*TASK INPUTS*:

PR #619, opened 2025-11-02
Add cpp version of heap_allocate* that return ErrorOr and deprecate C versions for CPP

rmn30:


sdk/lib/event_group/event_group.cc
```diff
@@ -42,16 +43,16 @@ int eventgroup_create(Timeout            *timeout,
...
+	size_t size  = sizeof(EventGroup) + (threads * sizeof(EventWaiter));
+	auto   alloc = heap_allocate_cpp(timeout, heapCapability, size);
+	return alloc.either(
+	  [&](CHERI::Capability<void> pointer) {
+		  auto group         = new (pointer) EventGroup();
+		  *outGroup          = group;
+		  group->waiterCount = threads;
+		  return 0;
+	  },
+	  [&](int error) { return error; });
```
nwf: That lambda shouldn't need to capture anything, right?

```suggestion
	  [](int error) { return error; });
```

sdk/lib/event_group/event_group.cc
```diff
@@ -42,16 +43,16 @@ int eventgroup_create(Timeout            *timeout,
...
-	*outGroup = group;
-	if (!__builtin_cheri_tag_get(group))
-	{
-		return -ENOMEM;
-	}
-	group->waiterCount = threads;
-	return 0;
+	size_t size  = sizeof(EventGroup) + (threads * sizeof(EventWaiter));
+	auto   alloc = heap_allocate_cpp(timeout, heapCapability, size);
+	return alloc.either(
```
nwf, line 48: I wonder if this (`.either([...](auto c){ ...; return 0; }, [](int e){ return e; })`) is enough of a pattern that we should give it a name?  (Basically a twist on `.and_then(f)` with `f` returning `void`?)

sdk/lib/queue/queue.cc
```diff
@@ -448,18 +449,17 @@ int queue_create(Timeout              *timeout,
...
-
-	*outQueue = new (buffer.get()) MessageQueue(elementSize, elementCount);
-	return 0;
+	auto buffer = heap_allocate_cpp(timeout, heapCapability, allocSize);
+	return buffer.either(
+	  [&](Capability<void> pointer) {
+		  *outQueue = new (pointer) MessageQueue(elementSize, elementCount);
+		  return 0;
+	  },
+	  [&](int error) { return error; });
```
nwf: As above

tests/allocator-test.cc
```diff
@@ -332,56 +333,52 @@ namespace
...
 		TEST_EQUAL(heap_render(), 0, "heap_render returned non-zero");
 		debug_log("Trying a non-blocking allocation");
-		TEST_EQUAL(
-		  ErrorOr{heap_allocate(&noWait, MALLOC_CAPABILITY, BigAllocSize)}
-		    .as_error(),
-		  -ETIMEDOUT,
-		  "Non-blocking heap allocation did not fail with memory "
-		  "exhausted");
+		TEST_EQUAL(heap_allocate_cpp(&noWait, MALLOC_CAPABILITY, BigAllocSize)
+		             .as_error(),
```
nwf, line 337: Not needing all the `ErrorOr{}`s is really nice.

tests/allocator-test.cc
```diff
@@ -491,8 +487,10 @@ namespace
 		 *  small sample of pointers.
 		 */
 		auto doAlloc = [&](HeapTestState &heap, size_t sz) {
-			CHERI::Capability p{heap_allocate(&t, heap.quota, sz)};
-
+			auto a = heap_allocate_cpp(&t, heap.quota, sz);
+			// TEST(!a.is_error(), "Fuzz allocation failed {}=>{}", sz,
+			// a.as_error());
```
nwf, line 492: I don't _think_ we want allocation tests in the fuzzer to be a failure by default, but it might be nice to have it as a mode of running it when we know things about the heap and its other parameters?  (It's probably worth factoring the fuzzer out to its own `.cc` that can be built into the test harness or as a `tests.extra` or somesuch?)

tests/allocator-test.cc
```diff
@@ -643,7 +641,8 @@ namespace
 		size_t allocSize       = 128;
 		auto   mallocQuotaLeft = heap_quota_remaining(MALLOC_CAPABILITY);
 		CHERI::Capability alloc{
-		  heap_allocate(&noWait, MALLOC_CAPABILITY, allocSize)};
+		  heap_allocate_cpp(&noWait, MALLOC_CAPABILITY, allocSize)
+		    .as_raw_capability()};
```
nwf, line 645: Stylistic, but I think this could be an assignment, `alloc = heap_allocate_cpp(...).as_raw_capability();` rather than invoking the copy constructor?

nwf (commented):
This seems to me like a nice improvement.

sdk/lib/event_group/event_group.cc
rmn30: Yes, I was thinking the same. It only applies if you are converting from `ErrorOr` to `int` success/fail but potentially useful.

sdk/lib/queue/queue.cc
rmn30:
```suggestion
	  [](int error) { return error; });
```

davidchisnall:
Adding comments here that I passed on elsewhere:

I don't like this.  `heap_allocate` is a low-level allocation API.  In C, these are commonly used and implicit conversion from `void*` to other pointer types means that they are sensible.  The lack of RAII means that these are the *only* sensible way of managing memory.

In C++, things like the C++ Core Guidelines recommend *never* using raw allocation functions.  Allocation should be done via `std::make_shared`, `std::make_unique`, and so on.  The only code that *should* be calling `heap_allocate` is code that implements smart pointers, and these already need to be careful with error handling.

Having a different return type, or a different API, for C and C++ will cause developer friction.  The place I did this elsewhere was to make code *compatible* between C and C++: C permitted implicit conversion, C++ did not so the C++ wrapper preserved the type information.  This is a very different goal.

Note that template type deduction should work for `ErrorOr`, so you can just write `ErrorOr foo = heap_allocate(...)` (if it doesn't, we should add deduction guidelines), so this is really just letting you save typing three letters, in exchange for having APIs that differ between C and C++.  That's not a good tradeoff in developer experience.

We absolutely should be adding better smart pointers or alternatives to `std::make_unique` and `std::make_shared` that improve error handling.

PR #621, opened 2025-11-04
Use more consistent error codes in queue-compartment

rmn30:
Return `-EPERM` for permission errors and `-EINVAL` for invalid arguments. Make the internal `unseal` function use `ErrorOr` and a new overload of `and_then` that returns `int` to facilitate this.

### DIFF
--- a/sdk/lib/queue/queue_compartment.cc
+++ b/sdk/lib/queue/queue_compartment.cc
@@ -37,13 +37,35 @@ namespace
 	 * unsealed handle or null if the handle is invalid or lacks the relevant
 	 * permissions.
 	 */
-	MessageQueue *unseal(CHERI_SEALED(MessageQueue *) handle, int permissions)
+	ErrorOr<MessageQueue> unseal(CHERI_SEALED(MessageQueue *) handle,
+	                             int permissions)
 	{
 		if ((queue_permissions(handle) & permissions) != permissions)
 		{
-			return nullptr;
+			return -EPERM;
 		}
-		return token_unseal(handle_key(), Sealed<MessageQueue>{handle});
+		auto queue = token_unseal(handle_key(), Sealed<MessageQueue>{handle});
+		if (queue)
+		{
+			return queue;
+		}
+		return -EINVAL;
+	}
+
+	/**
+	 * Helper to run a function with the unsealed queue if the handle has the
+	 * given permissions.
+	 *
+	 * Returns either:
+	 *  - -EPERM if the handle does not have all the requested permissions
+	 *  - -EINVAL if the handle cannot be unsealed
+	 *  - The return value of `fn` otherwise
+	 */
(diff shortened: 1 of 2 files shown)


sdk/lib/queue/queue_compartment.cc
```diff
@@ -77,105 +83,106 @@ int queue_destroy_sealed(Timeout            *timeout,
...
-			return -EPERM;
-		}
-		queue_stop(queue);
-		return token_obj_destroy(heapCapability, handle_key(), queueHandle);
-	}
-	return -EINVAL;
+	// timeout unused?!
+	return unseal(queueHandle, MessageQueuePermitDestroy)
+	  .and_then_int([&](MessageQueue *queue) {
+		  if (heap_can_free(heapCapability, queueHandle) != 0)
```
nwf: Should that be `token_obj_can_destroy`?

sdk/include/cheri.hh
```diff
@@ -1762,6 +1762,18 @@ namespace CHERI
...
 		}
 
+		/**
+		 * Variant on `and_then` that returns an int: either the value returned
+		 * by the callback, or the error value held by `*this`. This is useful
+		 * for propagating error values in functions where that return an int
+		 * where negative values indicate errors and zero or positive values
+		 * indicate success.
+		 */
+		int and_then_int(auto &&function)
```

*TASK INSTRUCTIONS*: Filter the lines above, keeping and copying those that contain "errors".

*YOUR SOLUTION*:
Return `-EPERM` for permission errors and `-EINVAL` for invalid arguments. Make the internal `unseal` function use `ErrorOr` and a new overload of `and_then` that returns `int` to facilitate this.
+		 * where negative values indicate errors and zero or positive values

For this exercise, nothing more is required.